* Try it
Look through the data below and say how many of its lines contain "such", adding nothing else.

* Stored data
-- Opening Marker --

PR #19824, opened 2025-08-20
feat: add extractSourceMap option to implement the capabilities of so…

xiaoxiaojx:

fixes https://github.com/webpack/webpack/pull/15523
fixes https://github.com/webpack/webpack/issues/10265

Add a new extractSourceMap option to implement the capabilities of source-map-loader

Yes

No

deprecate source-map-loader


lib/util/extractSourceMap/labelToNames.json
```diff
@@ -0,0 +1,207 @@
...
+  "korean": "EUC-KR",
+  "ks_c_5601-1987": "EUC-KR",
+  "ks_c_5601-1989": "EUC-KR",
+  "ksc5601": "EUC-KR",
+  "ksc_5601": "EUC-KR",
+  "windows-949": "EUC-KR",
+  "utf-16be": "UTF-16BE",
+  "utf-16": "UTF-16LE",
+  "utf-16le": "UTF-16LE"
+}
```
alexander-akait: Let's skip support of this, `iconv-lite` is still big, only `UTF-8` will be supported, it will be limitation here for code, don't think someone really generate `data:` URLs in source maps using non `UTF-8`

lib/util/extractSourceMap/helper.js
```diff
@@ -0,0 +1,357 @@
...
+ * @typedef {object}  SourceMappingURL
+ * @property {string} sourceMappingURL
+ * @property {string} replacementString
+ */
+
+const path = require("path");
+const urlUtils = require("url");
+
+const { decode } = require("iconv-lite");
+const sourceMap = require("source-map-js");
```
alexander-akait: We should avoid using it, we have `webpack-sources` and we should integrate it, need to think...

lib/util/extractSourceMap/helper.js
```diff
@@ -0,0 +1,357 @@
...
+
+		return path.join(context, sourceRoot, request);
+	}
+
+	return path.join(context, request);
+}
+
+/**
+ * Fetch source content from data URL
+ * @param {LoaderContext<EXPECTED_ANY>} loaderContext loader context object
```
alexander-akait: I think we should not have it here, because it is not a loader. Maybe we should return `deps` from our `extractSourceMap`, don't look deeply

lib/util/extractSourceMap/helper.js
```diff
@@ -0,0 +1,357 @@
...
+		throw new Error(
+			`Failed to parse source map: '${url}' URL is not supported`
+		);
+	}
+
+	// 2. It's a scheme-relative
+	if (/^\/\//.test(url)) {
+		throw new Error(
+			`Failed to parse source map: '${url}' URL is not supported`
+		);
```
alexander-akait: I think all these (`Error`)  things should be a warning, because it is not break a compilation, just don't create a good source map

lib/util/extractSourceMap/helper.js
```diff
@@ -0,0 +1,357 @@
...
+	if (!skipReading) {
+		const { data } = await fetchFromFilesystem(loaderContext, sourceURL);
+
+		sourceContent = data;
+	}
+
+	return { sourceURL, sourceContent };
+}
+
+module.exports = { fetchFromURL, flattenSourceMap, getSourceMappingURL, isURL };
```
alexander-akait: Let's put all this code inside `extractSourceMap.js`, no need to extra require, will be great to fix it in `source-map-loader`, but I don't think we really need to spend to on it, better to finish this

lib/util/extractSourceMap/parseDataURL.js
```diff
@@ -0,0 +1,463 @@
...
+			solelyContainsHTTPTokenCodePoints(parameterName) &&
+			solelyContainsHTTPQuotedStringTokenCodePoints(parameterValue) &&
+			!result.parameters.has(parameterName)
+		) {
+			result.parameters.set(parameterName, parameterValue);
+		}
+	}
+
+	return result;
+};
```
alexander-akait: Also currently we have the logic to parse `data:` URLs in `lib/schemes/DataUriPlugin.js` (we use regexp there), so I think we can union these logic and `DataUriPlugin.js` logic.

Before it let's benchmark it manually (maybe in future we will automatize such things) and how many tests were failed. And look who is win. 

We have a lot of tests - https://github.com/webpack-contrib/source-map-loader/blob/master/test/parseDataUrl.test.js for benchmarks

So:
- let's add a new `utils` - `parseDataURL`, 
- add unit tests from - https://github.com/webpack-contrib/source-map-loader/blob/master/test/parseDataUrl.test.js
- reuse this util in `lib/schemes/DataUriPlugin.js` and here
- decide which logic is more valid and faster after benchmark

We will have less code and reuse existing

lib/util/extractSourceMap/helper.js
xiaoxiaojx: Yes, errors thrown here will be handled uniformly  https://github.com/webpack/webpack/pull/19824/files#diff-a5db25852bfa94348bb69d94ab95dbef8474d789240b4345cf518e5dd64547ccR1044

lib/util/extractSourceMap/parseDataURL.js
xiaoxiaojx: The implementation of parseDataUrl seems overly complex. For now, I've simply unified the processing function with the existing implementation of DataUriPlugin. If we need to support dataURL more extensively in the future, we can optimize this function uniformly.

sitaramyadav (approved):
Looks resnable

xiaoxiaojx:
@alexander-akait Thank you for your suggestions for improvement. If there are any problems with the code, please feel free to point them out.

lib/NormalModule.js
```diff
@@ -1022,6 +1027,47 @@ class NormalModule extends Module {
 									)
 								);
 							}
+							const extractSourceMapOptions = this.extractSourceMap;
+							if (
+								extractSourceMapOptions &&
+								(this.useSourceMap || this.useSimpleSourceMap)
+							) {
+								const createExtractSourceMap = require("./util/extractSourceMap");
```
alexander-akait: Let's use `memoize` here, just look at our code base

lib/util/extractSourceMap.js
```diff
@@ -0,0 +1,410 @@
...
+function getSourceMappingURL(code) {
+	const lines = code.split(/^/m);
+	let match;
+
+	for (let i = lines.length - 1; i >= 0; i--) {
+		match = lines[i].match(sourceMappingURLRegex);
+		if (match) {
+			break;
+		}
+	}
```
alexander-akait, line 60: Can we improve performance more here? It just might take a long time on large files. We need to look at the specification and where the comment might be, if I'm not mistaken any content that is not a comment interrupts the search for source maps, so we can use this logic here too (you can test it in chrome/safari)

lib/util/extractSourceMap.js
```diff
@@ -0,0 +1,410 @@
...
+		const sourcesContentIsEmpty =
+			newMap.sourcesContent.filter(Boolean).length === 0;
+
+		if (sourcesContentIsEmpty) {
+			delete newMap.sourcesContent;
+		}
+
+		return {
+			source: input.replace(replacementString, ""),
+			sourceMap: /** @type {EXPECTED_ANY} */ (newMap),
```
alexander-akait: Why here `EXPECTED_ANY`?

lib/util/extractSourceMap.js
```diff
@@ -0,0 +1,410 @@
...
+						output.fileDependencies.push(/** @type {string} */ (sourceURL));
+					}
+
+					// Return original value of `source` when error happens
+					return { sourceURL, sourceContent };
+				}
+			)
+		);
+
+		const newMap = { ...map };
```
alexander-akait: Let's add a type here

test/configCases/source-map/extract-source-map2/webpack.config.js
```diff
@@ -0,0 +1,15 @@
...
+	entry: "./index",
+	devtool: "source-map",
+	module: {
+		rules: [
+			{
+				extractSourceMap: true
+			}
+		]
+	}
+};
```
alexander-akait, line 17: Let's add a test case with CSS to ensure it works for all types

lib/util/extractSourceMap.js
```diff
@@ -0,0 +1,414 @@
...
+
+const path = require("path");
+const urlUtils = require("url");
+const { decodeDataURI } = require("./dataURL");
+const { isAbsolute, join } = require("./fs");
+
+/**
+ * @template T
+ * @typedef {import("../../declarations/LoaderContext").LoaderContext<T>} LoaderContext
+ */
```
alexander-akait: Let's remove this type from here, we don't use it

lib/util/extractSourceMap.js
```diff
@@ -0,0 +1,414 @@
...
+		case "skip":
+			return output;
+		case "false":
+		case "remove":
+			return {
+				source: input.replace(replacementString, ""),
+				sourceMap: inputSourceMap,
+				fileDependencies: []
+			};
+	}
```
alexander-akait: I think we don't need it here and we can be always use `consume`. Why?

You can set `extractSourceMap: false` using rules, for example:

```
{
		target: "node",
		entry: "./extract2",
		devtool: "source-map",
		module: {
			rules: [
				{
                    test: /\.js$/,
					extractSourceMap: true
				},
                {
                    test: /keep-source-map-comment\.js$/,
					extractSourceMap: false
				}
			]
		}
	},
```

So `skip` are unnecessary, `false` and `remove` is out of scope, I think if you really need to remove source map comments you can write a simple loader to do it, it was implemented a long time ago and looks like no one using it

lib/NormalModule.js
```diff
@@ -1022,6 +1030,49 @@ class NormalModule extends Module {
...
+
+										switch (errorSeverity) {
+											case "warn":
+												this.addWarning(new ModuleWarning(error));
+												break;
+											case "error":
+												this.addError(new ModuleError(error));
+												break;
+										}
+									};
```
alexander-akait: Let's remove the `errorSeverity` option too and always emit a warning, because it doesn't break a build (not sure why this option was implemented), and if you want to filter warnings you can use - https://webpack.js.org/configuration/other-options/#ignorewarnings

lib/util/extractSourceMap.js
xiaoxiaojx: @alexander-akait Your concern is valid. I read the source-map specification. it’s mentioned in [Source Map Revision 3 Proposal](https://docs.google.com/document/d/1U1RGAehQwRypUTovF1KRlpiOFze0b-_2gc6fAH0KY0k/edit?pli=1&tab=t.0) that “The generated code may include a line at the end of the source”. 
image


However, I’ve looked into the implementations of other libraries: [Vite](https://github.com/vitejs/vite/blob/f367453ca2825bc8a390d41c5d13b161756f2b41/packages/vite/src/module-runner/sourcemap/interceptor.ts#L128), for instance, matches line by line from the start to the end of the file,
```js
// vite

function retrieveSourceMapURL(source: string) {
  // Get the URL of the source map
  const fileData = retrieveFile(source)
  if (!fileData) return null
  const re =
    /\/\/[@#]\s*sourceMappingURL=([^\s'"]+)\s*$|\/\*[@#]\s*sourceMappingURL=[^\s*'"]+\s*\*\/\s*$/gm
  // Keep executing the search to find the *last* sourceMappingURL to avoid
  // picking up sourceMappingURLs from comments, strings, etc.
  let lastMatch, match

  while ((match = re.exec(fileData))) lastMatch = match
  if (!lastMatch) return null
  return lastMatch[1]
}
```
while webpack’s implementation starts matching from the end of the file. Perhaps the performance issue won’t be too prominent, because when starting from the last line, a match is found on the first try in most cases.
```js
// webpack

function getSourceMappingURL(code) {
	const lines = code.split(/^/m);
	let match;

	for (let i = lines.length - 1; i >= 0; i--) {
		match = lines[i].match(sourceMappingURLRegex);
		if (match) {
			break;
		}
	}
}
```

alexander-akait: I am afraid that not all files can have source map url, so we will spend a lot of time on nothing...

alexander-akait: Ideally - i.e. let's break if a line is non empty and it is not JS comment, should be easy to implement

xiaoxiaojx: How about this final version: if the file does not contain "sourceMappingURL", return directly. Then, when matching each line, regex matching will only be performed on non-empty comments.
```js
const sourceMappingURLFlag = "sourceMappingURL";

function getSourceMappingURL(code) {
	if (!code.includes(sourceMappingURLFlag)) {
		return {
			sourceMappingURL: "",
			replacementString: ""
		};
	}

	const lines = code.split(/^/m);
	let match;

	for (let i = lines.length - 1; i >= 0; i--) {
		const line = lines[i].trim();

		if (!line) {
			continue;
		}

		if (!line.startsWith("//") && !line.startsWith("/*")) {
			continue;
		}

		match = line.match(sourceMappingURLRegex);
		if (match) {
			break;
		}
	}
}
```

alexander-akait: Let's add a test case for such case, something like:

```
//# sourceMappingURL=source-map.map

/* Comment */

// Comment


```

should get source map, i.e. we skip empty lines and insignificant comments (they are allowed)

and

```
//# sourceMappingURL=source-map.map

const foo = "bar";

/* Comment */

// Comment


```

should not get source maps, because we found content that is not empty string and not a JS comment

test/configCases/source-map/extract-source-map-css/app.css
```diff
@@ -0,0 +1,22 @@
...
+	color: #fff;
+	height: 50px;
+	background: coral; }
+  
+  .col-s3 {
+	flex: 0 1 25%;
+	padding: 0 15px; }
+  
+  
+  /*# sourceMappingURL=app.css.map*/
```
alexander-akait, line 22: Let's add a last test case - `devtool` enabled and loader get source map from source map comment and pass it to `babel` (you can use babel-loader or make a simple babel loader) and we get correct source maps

-- Closing Marker --

* Solution to this task
2